Speck aus Kärnten

Jahrhunderte alte Speckkultur

Kärnten ist ein Speckland. Hier kultiviert und perfektioniert man den Fleischgenuss schon seit Jahrhunderten...
Wissen, Erfahrung und Geduld in der Verarbeitung und Verantwortung in der Zucht und Tierhaltung sind die Voraussetzungen, um aus gutem Fleisch das Beste zu machen.
 

Worauf achtet man in der Herstellung?

Meist verwendet man für Kärntner Speck das Fleisch einer Hybridrasse aus Edel- und Landschwein. Diese vereint hohe Fleischqualität und Stressresistenz. Wer gutes Fleisch haben will, muss die Tiere auch gut füttern. Eine Futtermischung aus Weizen, Erbsen und Gerste ist eine gute Basis. Die traditionelle und etwas teurere Futtermischung besteht aus Milch und Kartoffeln. So wird die Fettschicht dicker und das Fleisch mürber. Bei der Schlachtung wiegen die Tiere zwischen 120 und 200 kg. Im Falle des luftgeselchten Gurktaler Specks werden die Schweine sogar bis zu 400 kg schwer. Feinschmecker und Kenner bevorzugen fetteren Speck, weil sich dort der Geschmack des Fleisches konzentriert.

Auch die Schlachtung hat Einfluss auf die Qualität des Fleisches. Stress äußert sich im Fleisch in Form eines zu niedrigen pH-Wertes und erschwert die Trocknung des Fleisches. Ein weiterer wichtiger Faktor für den Geschmack ist das Würzen. Alle Produzenten haben ihre eigenen geheimen Würzmischungen mit denen das Fleisch eingerieben wird. Diese werden oft über Generationen weitergegeben und wie Schätze gehütet. Generell wird beim Pökeln grobes Meersalz, Pfeffer, Knoblauch und Lorbeer verwendet. Die weiteren Zutaten hängen vom jeweiligen Fleischer ab. Das Fleisch liegt dann je nach Sorte etwa vier bis fünf Wochen in dieser Sur bzw. Beize. Danach wird der Speck durch das Selchen veredelt. Dieser Prozess dauert immerhin ein bis zwei Wochen. Dabei wird das Fleisch über Buchenholz oder Wacholderstauden geräuchert. Beim Kärntner Speck relativ kühl bei maximal 25° C. Nach dem Selchen wird das Fleisch getrocknet. Hygiene, Raumtemperatur und Luftfeuchtigkeit haben erheblichen Einfluss auf die Qualität. Auch das Klima einer Region beeinflusst den Geschmack. Davon profitiert vor allem das Aroma des Gailtaler Specks. Die Lagerung dauert je nach Sorte und Speckart ca. drei bis fünf Monate.

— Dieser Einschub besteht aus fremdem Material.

PR #122, opened 2022-03-12
[evm] implement signer native function

emmazzz:
This PR implements native function `Signer::borrow_address` in Yul.


vgao1996 (dismissed):
LGTM. Thanks for implementing this!

BTW, I said `UnitTest::create_signers_for_testing` was implemented but it turned out I was wrong. We still need to get it implemented.

emmazzz:
> LGTM. Thanks for implementing this!
> 
> BTW, I said `UnitTest::create_signers_for_testing` was implemented but it turned out I was wrong. We still need to get it implemented.

Will implement that in a later PR!

PR #124, opened 2022-03-14
[move] Async Move Examples.

wrwg:
This PR adds some examples for asynchronous programming in Move. We use a simple account, where accounts live on different actors. One can deposit, withdraw, and transfer between those accounts. The transfer is the interesting operation because it requires a roundtrip communication between actors: only if deposit on end is successful, should the money be withdrawn on the other.

There are three versions of this example:

- With continuations.
- With futures.
- With plain message passing and an explicit state machine.

## Motivation

Async Move

Yes


language/jmv/examples/account/sources/Runtime.move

Was macht einen guten Speck aus?

Qualitativ hochwertiger Speck unterscheidet sich von der Massenware im Supermarktregal vor allem durch die Dauer der Reifung und die Zuchtbedingungen. Billigspeck entsteht unter einem enormem Kosten- und Zeitdruck. Die Schweine werden sehr jung geschlachtet und haben dadurch zu wenig Fett. Beim industriell hergestellten Speck werden Reifung, Räucherung und Trocknung durch fragwürdige Methoden extrem beschleunigt. Guter Speck braucht einfach Zeit. Ein guter Indikator ist dabei ein dicker Fettrand. Er garantiert, dass das Schwein ein optimales Alter hatte. Der Fettrand sollte schneeweiß sein und das Fleisch tiefrot. Richtiger Speck ist besonders mürbe.

In Kärnten kann man Speck auf seine schönste Weise genießen.